First-in-Man Sesame Stent Trial Results Published

November 16, 2010—The Society for Cardiovascular Angiography and Interventions (SCAI) announced the publication of results from the first-in-man trial of the Sesame self-expanding, super-elastic, all-metal endoprosthesis stent (Palmaz Scientific/Advanced BioProsthetic Surfaces, Ltd., San Antonio, TX) that was used in patients undergoing angioplasty of degenerated saphenous vein graft (SVG) lesions. Alexandre Abizaid, MD, et al published the findings in Catheterization and Cardiovascular Interventions (2010;76:781–786). The device demonstrated a 100% acute success rate, a low 30-day major adverse cardiac events (MACE) rate, and a 9-month patency rate that is comparable to balloon-expandable stents without embolic protection, concluded the investigators.

As detailed by the investigators, 20 patients with a total of 21 lesions were prospectively enrolled at two centers outside of the United States between February 2005 and August 2005. Patients underwent elective intervention of symptomatic SVG lesions with ≥ 50% stenosis. PCI was performed without embolic protection devices. All 21 SVG lesions were treated with Sesame stents.

The primary endpoint was technical and procedural success. Secondary endpoints included MACE at 30 days and 9 months.

The investigators reported that the acute success rate was 100%. No procedural or in-hospital complications occurred. One patient underwent a planned PCI at 28 days in a separate SVG. Follow-up was present in 20 patients at 30 days, with clinical (n = 19) and angiographic evaluation (18 patients/19 lesions) at 9 months. No MACE events occurred at 30 days.
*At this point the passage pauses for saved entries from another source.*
PR #1679, opened 2024-02-28
Remove compare-ref param

bennibbelink:
I think this will solve the base branch problem we've see with code coverage and PRs.  It seemed to work on my [fork](https://github.com/bennibbelink/cyclus/pull/16).  For some reason coveralls is referencing an [old build](https://coveralls.io/builds/64235833) on `main` which you can see in the coveralls UI.  Removing the explicit reference in the coveralls GitHub action seems to alleviate this issue

### DIFF
--- a/.github/workflows/code_coverage.yml
+++ b/.github/workflows/code_coverage.yml
@@ -64,7 +64,6 @@ jobs:
         with:
           file: ${{ github.workspace }}/total_coverage.info
           format: lcov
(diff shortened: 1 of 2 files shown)


gonuke (approved):
Not sure how to test this, but it can't get worse ??

bennibbelink:
I think its working correctly... That comment shows a change of 0.0% 👍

At 9 months, three patients underwent repeat PCI. There was one target lesion revascularization and two nonindex lesion target vessel revascularizations for a MACE rate of 14% at 9 months.

According to SCAI, the nanosynthesized Sesame stent system limits plaque protrusion through the stent struts, as well as stent strut migration into the underlying plaque. The microporous mesh of the Sesame stent allows improved vascular healing and endothelialization compared to polymer-covered devices. Biocompatibility studies indicate that metals are advantageous over polymers, suggesting that a metal membrane would be a good choice for a covered stent.

“The SESAME trial is the first study to prospectively demonstrate that a self-expanding, microporous, membrane-covered stent can be safely used with a high success rate in treating complex SVG lesions, even in the absence of embolic protection devices,” commented study leader Steven R. Bailey, MD. “Even in severely degenerate SVG lesions, interventionists can safely achieve a high primary success rate with low MACE during the initial 30 days following the procedure.”